Out of the lines below, please list those that hold the string "same".

## MATERIAL TO PROCESS:
·····
PR #4631, opened 2023-12-04
Issue 4625 - Virtualized list for containers

### LINKED ISSUE #4625: projects with a lot of containers essentially get stuck on loading the container list
### Description
We need to address the performance issue when there is a lot of containers. As it stands the UI is not functional.

3 things we need to address:
1.  Instead of having a placeholder until the stats are loaded. we should display the readily available information (i.e. the container name) and make it interactable with the stats value pending. i.e. show the list like this with the red lined items replaced with some sort of pending/loading icon (consult @apeitup for UI if necessary) 
image
2. instead of creating a component for all the containers in one go, we should limit it to ~20 containers, and only produce the next batch of 20 if the user scrolls. Note we may have to reset if the user does a text filter
3. We should avoid fetching container stats all in one go - do them in batches of ~20 and only dispatch the next 20 when the previous ones have returned.

### Steps to replicate
- go to https://staging.dev.3drepo.io/v5/dashboard/DevTeamWorkspace/499d9c10-7a81-42e7-8d06-9aca39e638f0/t/containers

### Current Behaviour
- It will never load

### Expected Behaviour
- It should provide known data as soon as possible

sanmont3drepo:
This fixes #4625

#### Description
- Can support more than 1000 containers

### DIFF
--- a/frontend/src/v5/store/containers/containers.sagas.ts
+++ b/frontend/src/v5/store/containers/containers.sagas.ts
@@ -99,7 +99,7 @@ export function* fetchContainers({ teamspace, projectId }: FetchContainersAction
 		const storedContainers = yield select(selectContainers);
 		const isPending = yield select(selectIsListPending);
 
-		// Only update if theres is new datad
+		// Only update if theres is new data
 		if (isPending || !isEqualWith(storedContainers, containersWithoutStats, compByColum(['_id', 'name', 'role', 'isFavourite']))) {
 			yield put(ContainersActions.fetchContainersSuccess(projectId, containersWithoutStats));
 		}
--- a/frontend/src/v5/store/containers/containers.sagas.ts
+++ b/frontend/src/v5/store/containers/containers.sagas.ts
@@ -73,7 +73,7 @@ export function* removeFavourites({ containerId, teamspace, projectId }: RemoveF
 export function* fetchContainerStats({ teamspace, projectId, containerId }: FetchContainerStatsAction) {
 	try {
 		const container: IContainer = yield select(selectContainerById, containerId);
-		const stats = yield statsQueue.enqueue(teamspace, projectId, containerId, container.name);
+		const stats = yield statsQueue.enqueue(teamspace, projectId, containerId);
 		
 		const basicDataEqual = compByColum(['unit', 'type'])(container, stats);
 		// eslint-disable-next-line max-len
--- a/frontend/src/v5/store/containers/containers.sagas.ts
+++ b/frontend/src/v5/store/containers/containers.sagas.ts
@@ -195,6 +195,10 @@ export function* deleteContainer({ teamspace, projectId, containerId, onSuccess,
 	}
 }
 
+export function* resetContainerStatsQueue() {
+	statsQueue.resetQueue();
+}
+
 export default function* ContainersSaga() {
 	yield takeLatest(ContainersTypes.ADD_FAVOURITE, addFavourites);
 	yield takeLatest(ContainersTypes.REMOVE_FAVOURITE, removeFavourites);
@@ -205,4 +209,5 @@ export default function* ContainersSaga() {
 	yield takeLatest(ContainersTypes.UPDATE_CONTAINER_SETTINGS, updateContainerSettings);
 	yield takeEvery(ContainersTypes.CREATE_CONTAINER, createContainer);
 	yield takeLatest(ContainersTypes.DELETE_CONTAINER, deleteContainer);
+	yield takeEvery(ContainersTypes.RESET_CONTAINER_STATS_QUEUE, resetContainerStatsQueue);
 }
--- a/frontend/src/v5/store/containers/containers.sagas.ts
+++ b/frontend/src/v5/store/containers/containers.sagas.ts
@@ -40,66 +40,9 @@ import { selectContainerById, selectContainers, selectIsListPending } from './co
 import { compByColum } from '../store.helpers';
 import { getSortingFunction } from '@components/dashboard/dashboardList/useOrderedList/useOrderedList.helpers';
 import { SortingDirection } from '@components/dashboard/dashboardList/dashboardList.types';
+import { LifoQueue } from '@/v5/helpers/functions.helpers';
 
-type QueueItem<T> = { promise: Promise<T>, resolve, args };
-class Queue<T> {
-	private queue: QueueItem<T>[] = [] ;
-
-	private dict = {};
-
-	private batchSize;
-
-	private running = false;
-
-	private func: (...args) => Promise<T>;
-
-	private getPromise(args):QueueItem<T>  {
-		let prom = this.dict[JSON.stringify(args)];
-		if (!prom) {
-			prom = {};
-			prom.promise = new Promise((resolve) => prom.resolve = resolve);
-			prom.args = args;
-		}
-		
-		return prom;
-	}
-
-	private async runqueue() {
-		this.running = true;
-		while (this.queue.length) {
-			const batch =  this.queue.splice(Math.max(this.queue.length - this.batchSize, 0));
-			await Promise.all(batch.reverse().map(async (p) => {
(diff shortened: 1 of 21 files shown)


frontend/src/v5/ui/components/dashboard/dashboardList/dashboardListCollapse/dashboardListCollapse.component.tsx
```diff
@@ -44,7 +44,7 @@ export const DashboardListCollapse = ({
 	const [isExpanded, setIsExpanded] = useState(defaultExpanded);
 
 	return (
-		<Container className={className} isLoading={isLoading}>
+		<div className={className} >
```
The-Daniel, line 47: Getting rid of the `<Container />` here messes up the padding in the tickets list. (Notice the column headers for instance)
image

You can see in `ticketsTableContent.styles` that <Container /> is styled

frontend/src/v5/ui/components/dashboard/dashboardList/dashboardListItem/components/dashboardListItemTitle/dashboardListItemContainerTitle/dashboardListItemContainerTitle.component.tsx
```diff
@@ -65,13 +65,13 @@ export const DashboardListItemContainerTitle = ({
...
 			tooltipTitle={
-				hasRevisions ? (
+				container.hasStatsPending || hasRevisions ? (
 					<FormattedMessage id="containers.list.item.title.tooltip" defaultMessage="Launch latest revision" />
 				) : (
 					<FormattedMessage id="containers.list.item.title.tooltip.empty" defaultMessage="No revisions" />
 				)
 			}
-			disabled={!hasRevisions}
+			disabled={false}
```
The-Daniel, line 74: I don't this should be false. Previously this was disabled when a container was empty.
This Branch: image

Staging:  image

frontend/src/v5/ui/routes/dashboard/projects/containers/containersList/containerListItem/containerEllipsisMenu/containerEllipsisMenu.component.tsx
```diff
@@ -121,12 +121,14 @@ export const ContainerEllipsisMenu = ({
 					container._id,
 				) }}
 			/>
-			<EllipsisMenuItem
-				title={formatMessage(selected
-					? { id: 'containers.ellipsisMenu.hideRevisions', defaultMessage: 'Hide Revisions' }
-					: { id: 'containers.ellipsisMenu.viewRevisions', defaultMessage: 'View Revisions' })}
-				onClick={() => onSelectOrToggleItem(container._id)}
-			/>
+			{onSelectOrToggleItem && (
```
The-Daniel, line 124: Why this change?

frontend/src/v5/ui/routes/dashboard/projects/federations/editFederationModal/editFederation/editFederationContainersList/editFederationContainersListItem/editFederationContainersListItemLoading.component.tsx
```diff
@@ -0,0 +1,33 @@
...
+import { TeamspacesHooksSelectors, ProjectsHooksSelectors } from '@/v5/services/selectorsHooks';
+import { SkeletonListItem } from '@components/shared/revisionDetails/components/skeletonListItem/skeletonListItem.component';
+import { useEffect } from 'react';
+
+export const EditFederationContainersListItemLoading = ({ index, container }) => {
+	const teamspace = TeamspacesHooksSelectors.selectCurrentTeamspace();
+	const project = ProjectsHooksSelectors.selectCurrentProject();
+	
+	useEffect( () => {
+		ContainersActionsDispatchers.fetchContainerStats(teamspace, project, container._id);
```
The-Daniel, line 28: I think this might result in some unnecessary fetchContainerStats calls, but I don't understand why...
Removing this causes the items to be stuck in the loading stage despite the fact the stats are fetched in fetchContainers beforehand.
Also if a container is favourited then this will get called twice. Once for the top list, and once for the bottom list

The-Daniel: It actually seems to get called twice per item in the top list. And then once again per item in bottom list. I think this might be why it's quite slow when opening the edit model for a federations with 1000 containers

frontend/src/v5/ui/routes/dashboard/projects/containers/containersList/containerListItem/containerListItemLoading.component.tsx
```diff
@@ -0,0 +1,104 @@
...
+ *  but WITHOUT ANY WARRANTY; without even the implied warranty of
+ *  MERCHANTABILITY or FITNESS FOR A PARTICULAR PURPOSE.  See the
+ *  GNU Affero General Public License for more details.
+ *
+ *  You should have received a copy of the GNU Affero General Public License
+ *  along with this program.  If not, see <http://www.gnu.org/licenses/>.
+ */
+
+/**
+ *  Copyright (C) 2021 3D Repo Ltd
```
The-Daniel, line 19: Too much legal jargon

frontend/src/v5/store/containers/containers.sagas.ts
```diff
@@ -65,49 +70,50 @@ export function* removeFavourites({ containerId, teamspace, projectId }: RemoveF
...
-		const revisionsEqual = (container?.latestRevision === stats?.revisions?.latestRevision && container?.status === stats?.status) // if it has revisions
-							|| (container?.latestRevision === '' && stats?.revisions?.total === 0); // if it doesnt
+		statsQueue.resetQueue();
 
-		// Only update if theres is new data
-		if (!basicDataEqual || !revisionsEqual) {
-			yield put(ContainersActions.fetchContainerStatsSuccess(projectId, containerId, stats));
-		}
+		yield all(
+			containers.sort(getSortingFunction({ column: ['name'], direction:[SortingDirection.DESCENDING] })).map(
```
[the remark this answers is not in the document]
sanmont3drepo: Because we want to fetch the data in the same order the user sees it
If it is not ordered in the ordered list in the containers list it can look like this


| loading container 0 |
| container 1 loaded |
| loading container 2 |
| loading container 3 |
| loading container 4 |
| container 5 loaded |
| container 6 loaded |

this way it looks like this
| container 0 loaded |
| container 1 loaded |
| container 2 loaded |
| loading container3 |
| loading container 4 |
| loading container 5 |
| loading container 6 |

frontend/src/v5/ui/components/dashboard/dashboardList/dashboardListItem/components/dashboardListItemTitle/dashboardListItemContainerTitle/dashboardListItemContainerTitle.component.tsx
sanmont3drepo: While loading you dont know if the container has revisions or not. I'll change it so that while loading is enabled but once loaded if the container has no revisions it will be disabled.

frontend/src/v5/store/containers/containers.sagas.ts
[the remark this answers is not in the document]
The-Daniel: This will only be the case if the alphabetically sorted list matches the lastUpdated sorted list because the containers list is sorted by lastUpdated by default. Is it possible to do the same sort here?

You can see this when loading the containers in a project other than the generated 1000 containers one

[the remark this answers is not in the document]
sanmont3drepo: Is not possible because the date comes with the stats

The-Daniel (approved):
·····
## RESPONSE:
sanmont3drepo: Because we want to fetch the data in the same order the user sees it
The-Daniel: This will only be the case if the alphabetically sorted list matches the lastUpdated sorted list because the containers list is sorted by lastUpdated by default. Is it possible to do the same sort here?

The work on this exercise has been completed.